Complete Process Management

Control of the total process must begin at sample collection—the moment a specimen leaves the donor—and must continue until a specimen is analyzed. Any variation in how samples are collected, transported, processed, or handled can result in a decrease in specimen integrity.

Complete_Process_Mgmt_image.pngComplete process management includes use of the same protocols across all study sites for collection, shipping, and storage. The protocols should
ensure that all steps in the sample management process conform to best practices [1,2,3], and site staff should be well trained on uniform use of the protocols. In addition, laboratory processing of large numbers of samples should be automated where possible, to further minimize aliquoting variability across nested sets of aliquots from the same sample.

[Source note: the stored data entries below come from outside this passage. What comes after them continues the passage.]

PR #5289, opened 2020-10-30
Issue 5111: Consumption based retention policy implementation

### LINKED ISSUE #5111: Implement Consumption Based Retention on Controller for Streams with CBR policy
**Problem description**
Implement CBR on Controller for Streams with CBR policy.

**Problem location**
Controller

This includes the following:
1. Code for truncating Streams with CBR.
2. Code for generating common truncation Stream-Cut from all RG truncation Stream-Cuts.

shiveshr:
**Change log description**  
Implements consumption based retention policy. 

**Purpose of the change**  
Fixes #5111 

**What the code does**  
This does two things primarily - 
1. In Stream Metadata Tasks it consolidates and computes lower bound on subscriber streamcuts and truncates at the said stream cut. This also applies time/size bounds
2. In stream cut validation in stream metadata store, we assumed stream cuts to be made of non overlapping segments, but a stream cut could have future segments which may not have been read from. These are represented using "-1" as the offset. So we update the logic in stream metadata store for validation as well as size computations for streamcuts. 

**How to verify it**  
Unit tests added.


controller/src/main/java/io/pravega/controller/store/stream/PersistentStreamBase.java
```diff
@@ -634,75 +734,183 @@ private long findSegmentSplitsMerges(List<StreamSegmentRecord> referenceSegments
...
             return isStreamCutValid(streamCut)
-                    .thenCompose( isValidStreamCut -> {
+                    .thenCompose(isValidStreamCut -> {
                         if (isValidStreamCut) {
-                            return computeStreamCutSpan(streamCut)
-                                    .thenCompose(span -> computeStreamCutSpan(previousStreamCut)
-                                            .thenApply(previousSpan -> greaterThan(streamCut, span, previousStreamCut, previousSpan)));
+                            CompletableFuture<ImmutableMap<StreamSegmentRecord, Integer>> span1 = computeStreamCutSpan(streamCut);
+                            CompletableFuture<ImmutableMap<StreamSegmentRecord, Integer>> span2 = previousStreamCut.isEmpty() ?
+                                    CompletableFuture.completedFuture(ImmutableMap.of()) : computeStreamCutSpan(previousStreamCut);
```
pbelgundi, line 899: `span2` will never be equal to `CompletableFuture.completedFuture(ImmutableMap.of())` becuase if `previousStreamCut.isEmpty=true`, that case is already handled in the if block.

controller/src/main/java/io/pravega/controller/store/stream/Stream.java
```diff
@@ -680,4 +680,22 @@
...
     CompletableFuture<Integer> getSegmentSealedEpoch(long segmentId);
+
+    /**
+     * Method to compare streamcuts to check if streamcut1 is strictly ahead of streamcut2. 
+     * @param cut1 streamcut to check
+     * @param cut2 streamcut to check against. 
+     *
+     * @return CompletableFuture which, upon completion, will indicate if the streamcut1 is strictly ahead of streamcut2.
+     */
+    CompletableFuture<Boolean> streamCutStrictlyGreaterThan(Map<Long, Long> cut1, Map<Long, Long> cut2);
```
pbelgundi, line 691: method name should be `isStreamCutStrictlyGreaterThan` since it returns a boolean.

controller/src/main/java/io/pravega/controller/store/stream/StreamMetadataStore.java
```diff
@@ -1276,4 +1276,40 @@
...
+     * @param streamCut1 Stream cut to check
+     * @param streamCut2 Streamcut to check against
+     * @param context    operation context.
+     * @param executor   callers executor.
+     *                   
+     * @return A completable future which when completed will hold a boolean which will indicate if streamcut1 is strictly
+     * ahead of streamcut2. 
+     */
+    CompletableFuture<Boolean> streamCutStrictlyGreaterThan(final String scope, final String streamName,
+                                                            Map<Long, Long> streamCut1, Map<Long, Long> streamCut2,
```
pbelgundi, line 1296: What is meant by "strictly" here? Would be good to explain that in the javadoc

shared/controller-api/src/main/proto/Controller.proto
```diff
@@ -298,9 +298,22 @@ message RetentionPolicy {
...
+        CONSUMPTION = 3;
     }
     RetentionPolicyType retentionType = 1;
     int64 retentionParam = 2;
+    ConsumptionLimits consumptionLimits = 3;
+}
+
+message ConsumptionLimits {
+    enum ConsumptionLimitType {
+        UNKNOWN = 0;
```
pbelgundi, line 310: Here, UNKNOWN perhaps means we don;t set a limit for CBR. Could we call it NONE instead of UNKNOWN?

pbelgundi (changes requested):

controller/src/main/java/io/pravega/controller/server/rest/ModelHelper.java
```diff
@@ -162,6 +195,29 @@ public static final StreamProperty encodeStreamResponse(String scope, String str
...
+                    switch (cl.getType()) {
+                        case SIZE_BYTES:
+                            consumptionLimits.setType(ConsumptionLimits.TypeEnum.SIZE_MB);
+                            divider = BYTES_TO_MB;
+                            break;
+                        case TIME_MILLIS:
+                            divider = MILLIS_TO_MINUTES;
+                            consumptionLimits.setType(ConsumptionLimits.TypeEnum.TIME_MINUTES);
+                            break;
+                        default:
```
pbelgundi, line 212: Same as above

controller/src/main/java/io/pravega/controller/server/rest/ModelHelper.java
```diff
@@ -70,6 +80,24 @@ public static final StreamConfiguration getCreateStreamConfig(final CreateStream
...
+        switch (consumptionLimits.getType()) {
+            case SIZE_MB:
+                type = RetentionPolicy.ConsumptionLimits.Type.SIZE_BYTES;
+                multiplier = BYTES_TO_MB;
+                break;
+            case TIME_MINUTES:
+                type = RetentionPolicy.ConsumptionLimits.Type.TIME_MILLIS;
+                multiplier = MILLIS_TO_MINUTES;
+                break;
+            default:
```
pbelgundi, line 95: ConsumptionLimit.UNKNOWN is not covered here. That is a valid usecase and should not throw "NotImplementedException"

pbelgundi (changes requested):

controller/src/main/java/io/pravega/controller/server/rest/generated/model/ConsumptionLimits.java
```diff
@@ -0,0 +1,162 @@
...
+ */
+
+public class ConsumptionLimits   {
+  /**
+   * Indicates if consumption limits is by space or time.
+   */
+  public enum TypeEnum {
+    SIZE_MB("SIZE_MB"),
+    
+    TIME_MINUTES("TIME_MILLIS");
```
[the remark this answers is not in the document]
shiveshr: its a generated class. i wonder how it got changed.. must have been some replace all that i did on some string match.

controller/src/main/java/io/pravega/controller/store/stream/StreamMetadataStore.java
shiveshr: isnt this already explained in the javadoc here. 
```
     * Compares two Stream cuts and returns true if streamcut1 is strictly ahead of streamcut2 else returns false. 
     * This method will return false for both strictly less than and overlapping streamcuts.
     * A streamcut is considered greater than if for all key ranges the segment/offset in one streamcut is ahead of 
     * second streamcut. 
```

shared/controller-api/src/main/proto/Controller.proto
shiveshr: UNKNOWN = 0 in protobuf allows future safety of enums evolution .. if reading protobuf messing written with new enum value using an old schema, protobuf sets new fields to unknown. 

if we want to support NONE, that should be a separate enum value. if you think we want to support "none" i could add that. but logically none is equivalent to providing limits as null.

controller/src/main/java/io/pravega/controller/server/rest/ModelHelper.java
shiveshr: unknown, as explained, is not a valid use case. it is a protobuf enum evolution safety measure to allow for new values to be mapped to unknown. 

if we want NONE, that should be added separately. However, i think a limit with null on min or max or both is sufficient to provide that and we may not need a separate enum type NONE

controller/src/main/java/io/pravega/controller/server/rest/ModelHelper.java
pbelgundi, line 212: Add NONE here to handle the case where user does not want to have a fallback policy.

shared/controller-api/src/main/proto/Controller.proto
pbelgundi: Yes we need to provide a NONE value, because a user could choose to not set any min/max limits..... true CBR...

pbelgundi: > UNKNOWN = 0 in protobuf allows future safety of enums evolution .. when reading a protobuf message using an older enum schema, any enum that is not understood is set to unknown.
> 
> if we want to support NONE, that should be a separate enum value. if you think we want to support "none" i could add that. but logically none is equivalent to providing limits as null.

Okay.

client/src/main/java/io/pravega/client/stream/RetentionPolicy.java
```diff
@@ -57,6 +62,43 @@ public static RetentionPolicy byTime(Duration duration) {
...
+        return RetentionPolicy.builder().retentionType(RetentionType.CONSUMPTION)
+                              .consumptionLimits(ConsumptionLimits.builder().type(type)
+                                                                  .minValue(minLimit)
+                                                                  .maxValue(maxLimit)
+                                                                  .build()).build();
+    }
+    
+    @Data
+    @Builder
+    public static class ConsumptionLimits {
```
pbelgundi, line 88: Here we assume the user always wants to specify both values - min and max for a Stream.
Some users may just want to set a min value but not the max or vice versa.
It may be good to assign some placeholder value for a limit users don't want to exercise (perhaps -1 ??)

controller/src/main/java/io/pravega/controller/server/rest/ModelHelper.java
pbelgundi: The design allows a user to skip specifying the max and min limits and so there should be an ENUM to represent that option, perhaps a NONE.

pbelgundi (changes requested):

controller/src/main/java/io/pravega/controller/server/rest/ModelHelper.java
pbelgundi: Yes NONE is same as min=null and max=null so NONE can be skipped.

controller/src/main/java/io/pravega/controller/task/Stream/StreamMetadataTasks.java
```diff
@@ -78,18 +79,23 @@
...
 import java.util.Map;
 import java.util.Optional;
 import java.util.Set;
+import java.util.TreeMap;
 import java.util.UUID;
 import java.util.concurrent.CompletableFuture;
 import java.util.concurrent.CompletionException;
 import java.util.concurrent.ScheduledExecutorService;
 import java.util.concurrent.TimeoutException;
+import java.util.concurrent.atomic.AtomicBoolean;
```
pbelgundi, line 96: Using updateStream() API when a user tries to switch the Retention Policy for an existing Stream( Stream created prior to 0.9) from non-CBR to CBR, we need to invoke `createSubscribersRecordIfAbsent` to make sure the SubscribersSet Record is created in the Stream metadata table. Without this add/createSubscriber would fail for existing Streams.

pbelgundi (changes requested):

pbelgundi (changes requested):

controller/src/main/java/io/pravega/controller/task/Stream/StreamMetadataTasks.java
```diff
@@ -507,32 +514,283 @@ public void initializeStreamWriters(final EventStreamClientFactory clientFactory
...
+            if (lowerBound.containsKey(segment)) {
+                if (lowerBound.get(segment) > offset) {
+                    lowerBound.put(segment, offset);
+                }
+            } else {
+                Map<StreamSegmentRecord, Long> predecessors = new HashMap<>();
+                Map<StreamSegmentRecord, Long> successors = new HashMap<>();
+                lowerBound.forEach((s, o) -> {
+                    if (s.overlaps(segment)) {
+                        if (s.segmentId() < segment.segmentId()) {
```
shrids, line 700: Q: We can use the getCreationEpoch() here right?

controller/src/main/java/io/pravega/controller/store/stream/PersistentStreamBase.java
```diff
@@ -250,7 +351,8 @@ private boolean greaterThan(Map<Long, Long> cut1, Map<StreamSegmentRecord, Integ
      */
     @Override
     public CompletableFuture<Void> startUpdateConfiguration(final StreamConfiguration newConfiguration) {
-        return getVersionedConfigurationRecord()
+        return createSubscribersRecordIfAbsent()
```
pbelgundi, line 354: With this the SubscribersSet record gets added only when updateStream() is invoked.
However,  if the client tries to addSubscriber() to a Stream, without changing the retention policy using updateStream, it will lead to an exception.
Perhaps it may be good to add `createSubscribersRecordIfAbsent()` here:
https://github.com/pravega/pravega/blob/master/controller/src/main/java/io/pravega/controller/store/stream/AbstractStreamMetadataStore.java#L528

controller/src/main/java/io/pravega/controller/store/stream/PersistentStreamBase.java
```diff
@@ -242,6 +248,101 @@ private boolean greaterThan(Map<Long, Long> cut1, Map<StreamSegmentRecord, Integ
...
+                                            return 1;
+                                        } else {
+                                            return -1;
+                                        }
+                                    });
+                                });
+                    };
+
+                    // binary search retention set. 
+                    return binarySearch(0, size, index -> {
```
pbelgundi, line 304: Instead of re-implementing `binarySearch` could we use Collections.binarySearch() ?

pbelgundi (changes requested):

controller/src/test/java/io/pravega/controller/task/Stream/StreamMetadataTasksTest.java
```diff
@@ -1020,6 +1021,446 @@ public void sizeBasedRetentionStreamTest() throws Exception {
         // endregion
         // endregion
     }
+    
+    @Test(timeout = 30000)
+    public void consumptionBasedRetentionSizeLimitTest() throws Exception {
```
pbelgundi, line 1026: Do these tests cover all cases listed here:
https://github.com/pravega/pravega/blob/bd7badf9bd8d1dd457baf8014f4716b0b468f61c/controller/src/main/java/io/pravega/controller/task/Stream/StreamMetadataTasks.java#L608

controller/src/test/java/io/pravega/controller/task/Stream/StreamMetadataTasksTest.java
```diff
@@ -1020,6 +1021,446 @@ public void sizeBasedRetentionStreamTest() throws Exception {
...
+        truncationRecord = streamStorePartialMock.getTruncationRecord(SCOPE, stream1, null, executor).join();
+        assertEquals(truncationRecord.getObject().getStreamCut().get(0L).longValue(), 21L);
+        assertEquals(truncationRecord.getObject().getStreamCut().get(1L).longValue(), 19L);
+        assertTrue(truncationRecord.getObject().isUpdating());
+        streamStorePartialMock.completeTruncation(SCOPE, stream1, truncationRecord, null, executor).join();
+        // endregion
+    }
+    
+    @Test(timeout = 30000)
+    public void consumptionBasedRetentionTimeLimitTest() throws Exception {
```
pbelgundi, line 1161: Do these tests cover all cases listed here:
https://github.com/pravega/pravega/blob/bd7badf9bd8d1dd457baf8014f4716b0b468f61c/controller/src/main/java/io/pravega/controller/task/Stream/StreamMetadataTasks.java#L659

controller/src/test/java/io/pravega/controller/task/Stream/StreamMetadataTasksTest.java
```diff
@@ -1020,6 +1021,446 @@ public void sizeBasedRetentionStreamTest() throws Exception {
...
+        // subscriber lowerbound is 0/22, 1/21 
+        // this overlaps with max. so truncate at streamcut
+        truncationRecord = streamStorePartialMock.getTruncationRecord(SCOPE, stream1, null, executor).join();
+        assertEquals(truncationRecord.getObject().getStreamCut().get(0L).longValue(), 22L);
+        assertEquals(truncationRecord.getObject().getStreamCut().get(1L).longValue(), 21L);
+        assertTrue(truncationRecord.getObject().isUpdating());
+        streamStorePartialMock.completeTruncation(SCOPE, stream1, truncationRecord, null, executor).join();
+        // endregion
+    }
+
```
pbelgundi, line 1301: We need to add tests to cover the following corner cases:
1. CBR Retention Policy does not specify any max/min limit (so they are at their default values)
2. Stream does not have any subscribers (# of subscribers = 0 and/or no subscriber has a valid StreamCut... there have been addSubscriber() calls but no updateSubscriberStreamCut() calls so far)
3. Stream has few subscribers with empty StreamCuts (StreamCuts have not been updated from client so far)

pbelgundi (changes requested):

controller/src/main/java/io/pravega/controller/task/Stream/StreamMetadataTasks.java
shiveshr: fixed

controller/src/main/java/io/pravega/controller/task/Stream/StreamMetadataTasks.java
shiveshr: creation epoch is extracted from the segment id itself. we create segmentid as "32byte epoch + 32 byte segment number".

controller/src/main/java/io/pravega/controller/store/stream/PersistentStreamBase.java
shiveshr: thats a good suggestion. it keeps the change in context. i will also add the comment that this is only for streams prior to 0.9 being changed to CBR policy

controller/src/main/java/io/pravega/controller/store/stream/PersistentStreamBase.java
shiveshr: this is an asynchronous binary search implementation. its working with futures :)

controller/src/test/java/io/pravega/controller/task/Stream/StreamMetadataTasksTest.java
shiveshr: 1. is handled via the CBR policy constructor itself. if nothing is specified the max is long.max and min is defaulted to 0.

2. and 3. 
if one or more subscribers have not updated their streamcut then they are effectively at the mercy of "min". 
should we wait for all subscribers to have reported at least one streamcut? if that is preferred i will make the change.

pbelgundi: 1. I understand that default max==LONG_MAX and default min==0, I'm suggesting having a test case that invokes CBR Stream truncation without these values being explicitly set, just to cover the scenario where customers may not set these limits. I know it should work, but having a test case to validate would be good.
2 & 3 
> if one or more subscribers have not updated their streamcut then they are effectively at the mercy of "min".
should we wait for all subscribers to have reported at least one streamcut? if that is preferred i will make the change.

Yes this is by design, but need to have tests to cover this, so that we know it works as expected.

pbelgundi: >should we wait for all subscribers to have reported at least one streamcut? if that is preferred i will make the change.

No we should not wait for any subscriber to update their Stream cut. Truncation can happen with 0 subscribers/valid-streamcuts ....its just that it will happen at the max value instead of the lowerBound.
We just need to make sure these corner cases are tested

shiveshr: i will add test to cover Long.Max and 0 as max and min respectively.

controller/src/test/java/io/pravega/controller/task/Stream/StreamMetadataTasksTest.java
shiveshr: yes

controller/src/test/java/io/pravega/controller/task/Stream/StreamMetadataTasksTest.java
shiveshr: yes

controller/src/main/java/io/pravega/controller/task/Stream/StreamMetadataTasks.java
```diff
@@ -507,32 +514,296 @@ public void initializeStreamWriters(final EventStreamClientFactory clientFactory
...
+                                     // truncate at the lower bound 
+                                     return CompletableFuture.completedFuture(lowerBound);
+                                 } else {
+                                     return CompletableFuture.completedFuture(null);
+                                 }
+                             }
+                         });
+    }
+
+    private Map<Long, Long> computeSubscribersLowerBound(List<Map<StreamSegmentRecord, Long>> subscribers) {
```
pbelgundi, line 698: In the case where a Stream has only a single Subscriber, there is no need to compute a "lower bound" and we could short circuit this computation and directly return the Stream-Cut  corresponding to that Subscriber.

pbelgundi: It may be good to add a test case covering this scenario.

pbelgundi (approved):
LGTM other than 1 small optimization.

controller/src/main/java/io/pravega/controller/task/Stream/StreamMetadataTasks.java
shiveshr: created an issue to tackle it later. https://github.com/pravega/pravega/issues/5349

pbelgundi: It should be a small change. I think we should do it as part of this PR itself.

pbelgundi (changes requested):

controller/src/main/java/io/pravega/controller/task/Stream/StreamMetadataTasks.java
shiveshr: the reason is "lowerbound" is Map<Long, Long> while subscriber's streamcut is Map<StreamSegmentRecord, Long> so there is one pass needed to convert even the single subscriber to Map<Long, Long>.
so the suggested optimization will not yield anything. 

what we can do instead is optimize the code a bit to not have to deal with these different types of maps but unify it.

pbelgundi: Ok. Got it.

pbelgundi (approved):
LGTM

client/src/main/java/io/pravega/client/stream/RetentionPolicy.java
```diff
@@ -57,6 +63,45 @@ public static RetentionPolicy byTime(Duration duration) {
      * @return Retention policy object.
      */
     public static RetentionPolicy bySizeBytes(long size) {
-        return new RetentionPolicy(RetentionType.SIZE, size);
+        return RetentionPolicy.builder().retentionType(RetentionType.SIZE).retentionParam(size).build();
+    }
+    
+    /**
+     * Create a retention policy to configure a stream to truncate a stream
+     * according to positions of subscribed reader groups.
```
tkaitchuck, line 71: ` subscribed reader groups.` is not a concept that has be introduced.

Preanalytical variability during sample collection and other events may account for up to 68 percent of erroneous results in the lab [4]. When planning collection of specimens for distant future use, there are many questions to consider, and some are less obvious than others. These include:

  • Are environmental compounds relevant, and how significant a role does the exposome and microbiome play?
  • What specimen type is most appropriate for the study goal?
  • What are the target analytes (cotinine in urine? microbial mix in stool samples?), and what container/additives should be used to preserve or stabilize these analytes?
  • What processing (e.g., DNA/RNA extraction) and aliquoting are needed?
  • What data elements should be appended to the sample?
  • What are the optimal storage conditions, including temperature, for maintaining stability of molecules of interest (e.g. cell surface receptors, metabolites, molecular markers)?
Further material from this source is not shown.